他在用手掌当扫描仪,把她手指的每一个维度都拆成最小单位存进骨头里。

苏月把手抽出来。

抽出来的速度比平时快一点。

她耳朵开始红了——被碰耳垂的地方一直在发烫,现在手指也被摸了个透彻。

她攥着自己食指后退了一步。

“够了,我今天就签你这个指纹。明天再签别的。”

陆渊把手收回去重新进裤兜。

他嘴唇动了一下——发出一个含混的气音。

和刚才叫她的姓时一样的音质,沙哑的,含混的,像是用什么压碎了嗓子。

但这次音节多了几个,断断续续的,每个字之间隔着很长的间隔。

“……来。”

苏月停住脚步。“什么?”

“……明。天。来。”

每个字都像从骨头缝里挤出来的。

声音压得极低,极轻,像是怕震碎什么东西。

他开口的次数不超过五次,声带震动的感觉对他来说和骨头碎裂没什么区别。

他想她明天来,他说出来了。

他想每天都见她。

苏月看着他。

骨磷光从天花板上铺下来把他整个人罩在一层冷光里,额前碎发遮着半边眉骨,漆黑的眼洞里那粒暗红色的光点正在缓缓旋转。

“知道了。”苏月把袖口从后颈上又往上拽了一点,露出骨丝的最边缘给他看了一眼,然后重新遮好,调皮道:“明天来,不来你咬我。”

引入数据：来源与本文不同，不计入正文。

PR #31394, opened 2026-08-28
Version Frame publication descriptors

fontanierh:
## Description

- Replace the raw manifest commit marker with a versioned `publication.json` descriptor.
- Record publisher/time, normalized manifest, source hashes, UI/function hashes, build-derived function contracts, and exact database schema source.
- Verify database, UI, and function hashes before activation. Remove function schema sidecars now covered by the descriptor.
- Stack on #31392.

## Tests

Added descriptor validation, manifest-to-source integrity checks, immutable database-schema capture, corruption rejection, artifact ordering, and activation regression coverage. Tested the focused 45-test suite locally.

## Risk

Low. Frames v2 remains feature-flagged and invocation is not user-reachable yet. Draft publications from earlier slices must be republished. Frames v1 and Pod Functions are unchanged.

## Deploy Plan

Merge #31392 first, then standard deploy. No migration.


smb2268 (commented):
LGTM!

PR #31395, opened 2026-08-28
Run Frame functions from exact publications

fontanierh:
## Description

- Execute Frame functions in the Frame-owned sandbox from the immutable publication selected by the function row.
- Store invocation payloads under the Frame GCS prefix and bind invocation tokens to the Frame and its lifecycle-locked runtime space.
- Require workspace membership before a Frame sandbox can be woken, then enforce scope-dependent identity policies against the locked location.
- Keep immutable Frame function declarations unchanged when a fast function attempts a tool call; the error requires republishing as durable.
- Keep Pod Function mounts, state, tokens, authorization, and fast-function self-healing unchanged.
- Stack on #31394.

## Tests

Added Frame token, runtime scope, move-race authorization, membership, exact mount, GCS path, immutable execution-mode, and Pod regression coverage. Ran 106 focused tests, Front and Front API typechecks, Biome, audit-schema lint, and `git diff --check`.

## Risk

Low. Frames v2 remains feature-flagged and no caller-facing Frame invocation route is added in this slice. Frame functions intentionally receive no Pod database environment; Frame-owned SQLite follows separately. Frames v1 and Pod Functions retain their existing execution path.

## Deploy Plan

Merge #31394 first. After merge and before deploy, run `npx tsx front/admin/register_audit_log_schemas.ts --execute --changed`, then deploy normally. No database migration.


front/lib/api/sandbox_functions/create_sandbox_function_mcp_action.ts
```diff
@@ -186,7 +186,7 @@ export async function createSandboxFunctionMCPAction(
     return new Err(
       new SandboxFunctionMCPActionError(
         "invocation_not_found",
-        "Pod function not found."
+        "Sandbox function not found."
```
davidebbo, line 189: If we called them 'pod functions' before, shouldn't they logically be called 'frame functions' now, and not 'sandbox functions'? 🤔

front/lib/api/sandbox_functions/self_heal_execution_mode.ts
```diff
@@ -39,6 +39,13 @@ export async function selfHealSandboxFunctionExecutionMode(
     );
     return;
   }
+  if (sandboxFunction.frame) {
+    logger.error(
+      { sandboxFunctionId, invocationId, frameId: sandboxFunction.frame.sId },
+      "Refusing to mutate an immutable Frame publication function"
```
davidebbo, line 45: So we lose self healing?

fontanierh: yes, I prefer that over having a mismatch with the manifest

front/lib/api/sandbox_functions/create_sandbox_function_mcp_action.ts
fontanierh: no because currently they are both pod functions and frame functions. Once we retire pod functions they can indeed become "frame functions"

davidebbo (commented):
LGTM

她转身往门口走的时候身后传来了轻微的声响,他把扑克牌从口袋里掏出来放在矮几上,牌盒搁在桌面正中央,和她上次走的时候留的位置分毫不差。

他把椅子的距离从三步调成了两步,不再往前迈。

他从来不会把三步的距离一次跨完——他每次只往前迈一步,然后停下来留下一点新东西,等她下一次再来。

像一只把自己拆成无数零件、每天在她必经之路上放一个、等着她来捡的怪物。

零件拆完了就开始拆自己——第一骨丝,第二骨丝,第三骨丝。

后颈的烙印,锁骨的旧伤疤,无名指上那两她亲手系上去的骨丝。

他把自己拆得只剩一副骨架,然后蹲在封印之间门边等她来组装。

苏月推开第九道门,走廊里油灯的火苗正在缓缓回升,从针尖大的暗红色小点舒展成正常大小的火焰。

第一道到第九道门上所有咒文全部变成了深蓝色,是封印解除之后残留的余威。

九道门不设防了,它们对苏月来说已经不再有任何效力,刷卡只是一道形式,封印之间从今天起对她敞开了。

不需要陆渊撞开,也不需要阎王批准,现在封印本身认了她。

深渊之眼归位之,九门齐开。

她后颈上那第三骨丝就是钥匙。

电梯里那片手掌铁锈还在老位置。

今天它没有托任何东西,只是安静地贴在那里。

手背上那个“陆”字烙印比昨天暗了一个色号,锈斑边缘有些微剥落——它在掉铁锈。

苏月把手按在那个“陆”字上,铁锈没有缩回去,第一次完全保持原样,让她碰了那个烙印。

“你主人今天开口了,说了‘明天来’。三个字。”

铁锈的拇指从墙上翘起来弯了弯,然后重新贴回去,它等了七千年也在等这句话。